The new equipment also allows NYU to deliver emergency alert information. Through an Emergency Alert System (EAS) interface on the encoders, the Campus Cable team can easily distribute timely information to the student body, teaching, and administration teams in the event of an emergency or natural disaster— something the team could not effectively do prior to the upgrade.
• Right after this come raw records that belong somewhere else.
PR #896, opened 2026-06-15
[REBASE&FF] .azurepipelines: Add CLANGPDB CI

### LINKED ISSUE #895: [Bug]: Unremoved deprecated code in MemoryProtectionExceptionHandlerLib

### Current Behavior

MemoryProtectionExceptionHandlerLib can not be compiled(aarch64) due to the deprecated and removed file "MemoryProtectionNonstopMode.h".
https://github.com/microsoft/mu_plus/blob/f7c042a9d1428cdf6be773e2b8ca6cf51f66cb6f/MsCorePkg/Library/MemoryProtectionExceptionHandlerLib/MemoryProtectionExceptionHandlerLibAArch64.c#L18

Log:
```
INFO - Building ... MU_BASECORE/MdeModulePkg/Library/BaseExceptionPersistenceLibNull/BaseExceptionPersistenceLibNull.inf [AARCH64]
INFO - Common/MU/MsCorePkg/Library/MemoryProtectionExceptionHandlerLib/MemoryProtectionExceptionHandlerLibAArch64.c:18:10: fatal error: 'Protocol/MemoryProtectionNonstopMode.h' file not found
INFO -    18 | #include <Protocol/MemoryProtectionNonstopMode.h>
INFO -       |          ^~~~~~~~~~~~~~~~~~~~~~~~~~~~~~~~~~~~~~~~
```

“The flexible design of Blonder Tongue’s solutions reduces the equipment, space, and power needed for QAM distribution,” Kukulya says. “In addition, the new DTV solutions provide reliable performance, guaranteeing the integrity of NYU’s on-air transmission. Using Blonder Tongue encoders, which include optimized motion estimation capabilities, we can ensure superb video quality for all television programming, even those with fast motion, such as sports events.”

Product at Work:

Blonder Tongue 8VSB/QAM Multiplexer

Designed to allow CATV operators to multiplex two digital channels received in either 8VSB or QAM format to a single QAM output channel for delivery over a standard coaxial distribution network, Blonder Tongue’s MUX-2D-QAM accepts up to two 8VSB or clear QAM channels and aggregates them onto one QAM RF output in the 54-864MHz range. The MUX-2D-QAM provides the capability to filter program streams and to assign major/minor or a single 4-digit channel number to each. The unit also provides Emergency Alert System (EAS) program switching through ASI input and terminal block contacts. The EAS input source, which must be in ASI format, can be shared among multiple MUX-2D-QAM units by looping it from one to another unit without the need for external splitting and amplification.